Authorgraph Advice to Authors

The "Grouponification" of Reading

May 6, 2013 - Seattle

Authors are becoming increasingly dependent on deep discounting of their books in order to attract new readers. There is a corresponding proliferation of websites and services which claim to provide massive exposure to new readers as long as authors reduce the price of their books by 50% or more. This strategy is very much like the one employed by restaurants and other businesses that offer "Groupons" to encourage new customers to try their products or services. Promotions of this kind may result in a short-term increase in sales but they may not be in the best long-term interest of businesses (authors).

The discounting strategy is designed to work in the following way. An author slashes the price of one of her books and uses a service to promote her book to an audience of price-sensitive readers. Some of those readers take a chance on the book and become hooked on the characters and/or story. These readers go on to buy the remaining books in the series or other works by the same author. In addition, these readers write positive reviews of the book and these reviews generate additional sales from readers who are influenced by the reviewers. The book moves up the sales charts which exposes the book to readers who primarily discover new books by browsing the bestseller lists. This creates a virtuous cycle in which sales beget more sales.

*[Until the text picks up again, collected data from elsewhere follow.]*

PR #1699, opened 2026-08-20
refactor/endpoints for different modes

Cellebyte:
* I was finding some small nits around endpoint handling.

### DIFF
--- a/pkg/endpoints/endpoints.go
+++ b/pkg/endpoints/endpoints.go
@@ -90,11 +90,7 @@ func (p *Processor) AddOrModify(svcCtx *servicecontext.Context, event watch.Even
 
 		svcCtx.SignalReadiness()
 
-		// There are local endpoints available on the node
-		// Process immediately if:
-		// - No services/leader election is enabled, OR
-		// - WireGuard is enabled (it always needs immediate DNAT rule updates)
-		if (!p.config.EnableServicesElection && !p.config.EnableLeaderElection) || p.config.EnableWireguard {
+		if p.shouldProcessInstance() {
 			if err := p.worker.processInstance(svcCtx, service); err != nil {
 				return false, fmt.Errorf("failed to process non-empty instance: %w", err)
 			}
@@ -107,21 +103,13 @@ func (p *Processor) AddOrModify(svcCtx *servicecontext.Context, event watch.Even
 			}
 			svcCtx.SignalReadiness()
 
-			if (!p.config.EnableServicesElection && !p.config.EnableLeaderElection) || p.config.EnableWireguard {
+			if p.shouldProcessInstance() {
 				if err := p.worker.processInstance(svcCtx, service); err != nil {
 					return false, fmt.Errorf("failed to process endpointless instance: %w", err)
 				}
 			}
 		} else if svcCtx.Signalled.Load() {
-			// There are no local endpoints
-			svcCtx.ResetReadiness()
-			p.worker.clear(svcCtx, lastKnownGoodEndpoint, service)
-			if p.config.EnableARP && !p.config.EnableServicesElection {
-				i := instance.FindServiceInstance(service, *p.instances)
-				for _, c := range i.Clusters {
-					c.Stop()
-				}
-			}
+			p.handleNoEndpoints(svcCtx, service, lastKnownGoodEndpoint)
 		}
 	}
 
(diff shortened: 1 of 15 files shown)


pkg/endpoints/endpoints.go
```diff
@@ -133,9 +134,23 @@ func (p *Processor) AddOrModify(svcCtx *servicecontext.Context, event watch.Even
...
+
+	endpoints, err := p.worker.getEndpoints(service, id)
+	if err != nil {
+		return err
+	}
+	if err := p.worker.setInstanceEndpointsStatus(svcCtx.Ctx, service, endpoints); err != nil {
+		log.Error("updating instance", "err", err)
+	}
+
+	if len(endpoints) == 0 && svcCtx.Signalled.Load() && !shouldAllowReconcileWithoutEndpoints(service) {
```
MaxRink: **important**: Delete's zero-endpoints branch mirrors AddOrModify's (ResetReadiness + clear) but omits the ARP cluster stop that AddOrModify performs at lines 119-124 (EnableARP && !EnableServicesElection: stop all instance clusters). Deleting the last EndpointSlice in ARP global-leader mode leaves the VIP clusters running and the address advertised with no backends, while the equivalent Modified-to-zero event stops them. Add the same cluster-stop block here or extract a shared handleNoEndpoints helper used by both paths.

pkg/endpoints/endpoints.go
```diff
@@ -133,9 +134,23 @@ func (p *Processor) AddOrModify(svcCtx *servicecontext.Context, event watch.Even
...
+func (p *Processor) Delete(svcCtx *servicecontext.Context, service *v1.Service, id string,
+	object runtime.Object, lastKnownGoodEndpoint *string) error {
+	if err := p.provider.DeleteObject(object); err != nil {
+		return fmt.Errorf("[%s] error deleting object: %w", p.provider.GetLabel(), err)
+	}
+
+	endpoints, err := p.worker.getEndpoints(service, id)
+	if err != nil {
+		return err
+	}
```
MaxRink: **important**: When a slice deletion leaves endpoints > 0, Delete only calls setInstanceEndpointsStatus. Unlike AddOrModify it skips updateLastKnownGoodEndpoint, so if lastKnownGoodEndpoint was in the deleted slice it stays stale: egress rules are not torn down or moved (removeEgress never runs), and the active-endpoint annotations are not updated until an unrelated Add/Modified event arrives. The EndpointSlice controller can delete a whole slice during consolidation without touching the surviving slice, so no follow-up event is guaranteed. Run the same lastKnownGoodEndpoint/annotation reconciliation as AddOrModify when endpoints remain.

pkg/endpoints/endpoints.go
```diff
@@ -133,9 +134,23 @@ func (p *Processor) AddOrModify(svcCtx *servicecontext.Context, event watch.Even
...
-func (p *Processor) Delete(ctx context.Context, service *v1.Service, id string) error {
-	if err := p.worker.delete(ctx, service, id); err != nil {
-		return fmt.Errorf("[%s] error deleting service: %w", p.provider.GetLabel(), err)
+func (p *Processor) Delete(svcCtx *servicecontext.Context, service *v1.Service, id string,
+	object runtime.Object, lastKnownGoodEndpoint *string) error {
+	if err := p.provider.DeleteObject(object); err != nil {
+		return fmt.Errorf("[%s] error deleting object: %w", p.provider.GetLabel(), err)
+	}
+
+	endpoints, err := p.worker.getEndpoints(service, id)
```
MaxRink: **important**: In WireGuard mode, Delete never calls worker.processInstance, but wireguardWorker.processInstance is what rebuilds the DNAT target set from current endpoints (pkg/endpoints/endpoints_wireguard.go:45). A slice deletion that leaves other endpoints intact keeps DNAT rules pointing at the removed addresses until the next Add/Modified event, so traffic is NATed to dead backends. AddOrModify handles this via the EnableWireguard branch at line 97; Delete needs the equivalent for the endpoints > 0 case.

pkg/endpoints/providers/endpointslices.go
```diff
@@ -59,56 +58,62 @@ func (ep *Endpointslices) LoadObject(endpoints runtime.Object, cancel context.Ca
...
-				}
-				localEndpoints = append(localEndpoints, address)
+	for _, eps := range ep.slices {
+		for _, endpoint := range eps.Endpoints {
+			// Per the EndpointConditions.Serving godoc: if nil, defer to Ready.
+			serving := endpoint.Conditions.Serving
+			if serving == nil {
+				serving = endpoint.Conditions.Ready
+			}
+			if serving == nil || !*serving {
```
MaxRink: **important**: The fallback from nil Serving to Ready matches the Serving godoc, but the follow-through is still wrong: per the EndpointConditions.Ready godoc, a nil Ready means unknown and 'consumers should interpret this unknown state as ready' (kube-proxy does). Here an endpoint with both conditions nil, which is common in manually managed EndpointSlices for external workloads, is skipped and never selected as a local endpoint. After deferring to Ready, treat nil as true instead of continuing.

pkg/manager/worker/bgp.go
```diff
@@ -113,6 +113,8 @@ func (b *BGP) StartServices(ctx context.Context) error {
 		if err := b.PerServiceLeader(ctx, false); err != nil {
 			return err
 		}
+	} else if b.config.EnableLeaderElection {
```
MaxRink, line 116: **important**: This silently changes the datapath for existing deployments. EnableLeaderElection also selects control-plane election in BGP.StartControlPlane, so a BGP user who enabled it for the control plane previously got ServicesNoLeader: every node with the service advertised the VIP (ECMP/multipath). After this change the same config runs a single global services leader and only one node advertises. The alignment with ARP/RoutingTable is defensible, but this needs at least a release note, and ideally a config validation warning, since nothing in the config changed but service HA semantics did.

pkg/endpoints/providers/endpointslices_test.go
```diff
@@ -0,0 +1,110 @@
...
+	provider := NewEndpointslices().(*Endpointslices)
+	serving := true
+	nodeName := "node-1"
+
+	slice1 := &discoveryv1.EndpointSlice{
+		ObjectMeta:  metav1.ObjectMeta{Name: "slice-1"},
+		AddressType: discoveryv1.AddressTypeIPv4,
+		Endpoints: []discoveryv1.Endpoint{{
+			Addresses:  []string{"10.0.0.1"},
+			Conditions: discoveryv1.EndpointConditions{Serving: &serving},
```
MaxRink, line 22: **minor**: The new tests always set Conditions.Serving explicitly, so the dedicated 'nil Serving defers to Ready' fix commit has no coverage: no case with Serving nil + Ready true, Serving nil + Ready nil, or Serving false + Ready true. Processor.Delete's new recompute-and-clear logic is also untested (endpoints_test.go only exercises AddOrModify via fakeWorker). Add condition-permutation cases here and a Delete case to the processor test.

MaxRink (commented):

The PR replaces the per-mode delete()/deleteAction() hooks with a provider-level DeleteObject plus a single recompute-then-withdraw path in Processor.Delete, and it fixes a real base bug: EndpointSlice deletions previously acted on stale pre-deletion provider state (or were no-ops), and two slices of the same address family overwrote each other in the Endpointslices provider. The new per-slice map, the reference-counted route cleanup in deleteService (verified against route.Manager.Delete, which is refcounted and no-op safe), and the removal of WireGuard's duplicate services watcher are all sound, and the interface shrinks rather than grows. However, the Delete path only mirrors part of AddOrModify's zero-endpoint behavior (ARP cluster stop and the remaining-endpoints bookkeeping are missing), the Serving/Ready nil handling still contradicts the k8s convention that a nil Ready means ready, and routing BGP's EnableLeaderElection to a global services leader silently changes the datapath for existing BGP deployments that had that flag set for the control plane. Cross-compile (GOOS=linux go build ./...) and vet pass; new provider tests cover slice tracking but not the ready-condition fallback or Processor.Delete itself.

Overall: minor issues, nothing blocking.

pkg/manager/worker/wireguard.go
```diff
@@ -194,6 +191,17 @@ func (w *WireGuard) watchKubernetesEndpoints(ctx context.Context, tunnelConfig *
 			if err := w.updateControlPlaneDNAT(tunnelConfig, endpoints); err != nil {
 				log.Error("failed to update control plane DNAT rules", "err", err)
 			}
+		case watch.Deleted:
```
MaxRink: **minor**: The watch.Deleted case body duplicates the Added/Modified body except for the LoadObject/DeleteObject call. Collapse to a single case that picks the mutation based on event.Type, then shares the GetAllEndpoints + updateControlPlaneDNAT tail; that also keeps the log message ('kubernetes endpoints changed') from being maintained twice.

pkg/endpoints/endpoints.go
```diff
@@ -133,9 +134,23 @@ func (p *Processor) AddOrModify(svcCtx *servicecontext.Context, event watch.Even
...
+	if err != nil {
+		return err
```
MaxRink: **nit**: The getEndpoints error is returned unwrapped while every other error in this function and in AddOrModify carries the '[%s]' provider label prefix. Wrap it for consistent log correlation: fmt.Errorf("[%s] error getting endpoints: %w", p.provider.GetLabel(), err).

pkg/endpoints/providers/endpoints.go
```diff
@@ -61,6 +61,16 @@ func (ep *Endpoints) LoadObject(endpoints runtime.Object, cancel context.CancelF
 	return nil
 }
 
+func (ep *Endpoints) DeleteObject(endpoints runtime.Object) error {
```
MaxRink, line 66: **nit**: DeleteObject type-asserts the incoming object only to discard it and unconditionally resets ep.endpoints to an empty struct. That is correct today because exactly one v1.Endpoints object exists per service, but the asymmetry with the slice provider (which deletes by name) is non-obvious; a one-line comment stating the single-object invariant would prevent someone 'fixing' it later.

Cellebyte: Added a comment as suggested

pkg/endpoints/providers/endpointslices_test.go
Cellebyte: addressed.

pkg/manager/worker/bgp.go
Cellebyte: Thanks for pointing that out.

To believe that the discounting strategy works, however, one has to believe that price-sensitive readers will become advocates for an author and her books. Is this a likely outcome? Are these readers willing to follow an author away from the bargains list and become long-term readers or will they simply move on to tomorrow's cheap read?

Furthermore, will an author's "natural" audience (i.e. those readers who would otherwise become lifelong readers) be discouraged from trying a new book at a low price because of the implied lack of quality?

Quality not price is the dimension on which authors should compete. Instead of deep discounting, authors should adopt a strategy of fighting for every new reader with the goal of creating an enduring relationship. This strategy takes longer to achieve but the reward is a loyal readership which is highly likely to purchase each of an author's new works at a fair price.